PR #591, opened 2016-06-10
Pe output

Paulie14:
- create output mesh identical with computational one
- introduce output element and its iterator
- pass error_control_field (future usage in refinement)
- compute field data on the output mesh
- unify writing data vectors in output_vtk
- get rid of mesh in output_vtk, use output mesh only

- class OutputMesh is still under construction (refinement)

### DIFF
--- a/src/io/output_element.hh
+++ b/src/io/output_element.hh
@@ -32,7 +32,7 @@ class ElementAccessor;
 /** @brief Represents an element of the output mesh.
  * Provides element access on the data of the output mesh (nodes, connectivity, offsets etc.).
  * 
- * Vertex function suppose spacedim = 3 at the moment.
+ * Vertex function suppose spacedim = 3 at the moment, hard coded.
  */
 class OutputElement
 {
@@ -43,7 +43,7 @@ public:
     typedef Space<spacedim>::Point Point;
     
     /// Constructor.
-    OutputElement(unsigned int ele_idx, OutputMesh* output_mesh);
+    OutputElement(unsigned int ele_idx, std::shared_ptr<OutputMeshBase> output_mesh);
     
     /// @name Output Mesh Getters.
     //@{ 
@@ -54,17 +54,7 @@ public:
     /// Returns global index of the node.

^^^^

Report each line of the material above where the word "unsigned" appears.

**Output for this exercise**
-    OutputElement(unsigned int ele_idx, OutputMesh* output_mesh);
+    OutputElement(unsigned int ele_idx, std::shared_ptr<OutputMeshBase> output_mesh);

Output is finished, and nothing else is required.